Delay ~ Wait it out, a craving will often fade and disappear in a few minutes
~ Count to 300
~ Say to yourself, “I'll think of cigarettes in 5 minutes”, then go do something else
~ Talk yourself out of it, tell yourself “This craving isn’t going to last, it is only temporary”.
~ Remember the craving will go away whether or not you smoke.

Discuss with a friend ~ Call a non-smoking support person
~ Go to a nicotine anonymous meeting
~ Your best support may be someone that has kept you at a distance because you smoke, seek
out others who are going through the quitting process now, or have successful quit in the past
~ Avoid people who will tempt you to return to smoking

Friday, July 4, 2008

Smoking: A Major Cause of Impotency

Here is a well researched article about the connection between of smoking and impotence--another good reason to quit.

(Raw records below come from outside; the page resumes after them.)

PR #799, opened 2025-03-31
Fix reader buffer bug with typo

mtmk:


mtmk:
@Vlad-Zaytsev are you able to test this PR in your environment?

mtmk:
> > @Vlad-Zaytsev are you able to test this PR in your environment?
> 
> No. I'm sorry, but it occures only in production. (and no longer occures actualy)

no worries, thanks for confirming that. inspecting the code and the exception this is the only call that might have an issue and it's clearly wrong. since it's not happening anymore, just to confirm, the section of the code is only hit if there was a server error send back like authorization violation for example. Can you remember when the error occurred at the time there may have been such errors?

Vlad-Zaytsev:
> > > @Vlad-Zaytsev are you able to test this PR in your environment?
> > 
> > 
> > No. I'm sorry, but it occures only in production. (and no longer occures actualy)
> 
> no worries, thanks for confirming that. inspecting the code and the exception this is the only call that might have an issue and it's clearly wrong. since it's not happening anymore, just to confirm, the section of the code is only hit if there was a server error send back like authorization violation for example. Can you remember when the error occurred at the time there may have been such errors?

Maybe. I can not tell for sure.

caleblloyd (approved):
The change looks good to me!

Issue #801, opened 2025-04-02
Subscription Manager Inbox leak .NetStandard2.0


AdamsDaveAmag:
### Observed behavior

The current implementation fails to remove the subjects as the check for subscriptions can never be met, as the subscription is not removed from the subscription list of the Subject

http://aledbul.blogspot.com/2008/07/tobacco-education-emphasizing-impotence.html

Thursday, July 3, 2008

Smokers Fool Themselves into Thinking that Smoking isn't Harmful

Most smokers have an optimist bias that even if they acknowledge the harmful effects from smoking--It's not going to happen to them. They go to their doctor and he listens to the smokers lungs and says, "Your lungs sound fine." What the smoker hears is that he can smoke with immunity, no harm has been done. But no one who smokes is healthy, listening to the lungs through a stethoscope may detect pneumonia but is worthless when looking for lung cancer. The one number one killer is heart disease and The death of Tim Russert shows that heart disease can be difficult to detect. Gaining freedom from Kid Nicotine is the best advice before he blindsides the smoker and knocks him out.

Tuesday, July 1, 2008

Genes may Influence Quitting

Here is an interesting article in the Washington Post that states in a recent research project, different genes were identified that may make it easier to decide to use Nicotine Replacement Products or Zyban or Chantix. It seems different gene pattern respond differently. The take away message is that if you tried one product and you weren't able to quit, Blame it on your genes and try, try again. There is no failure to quit until you stop trying. If one method doesn't work, try something else until you find the right combination of medication, behavioral modification and support for you to be successful.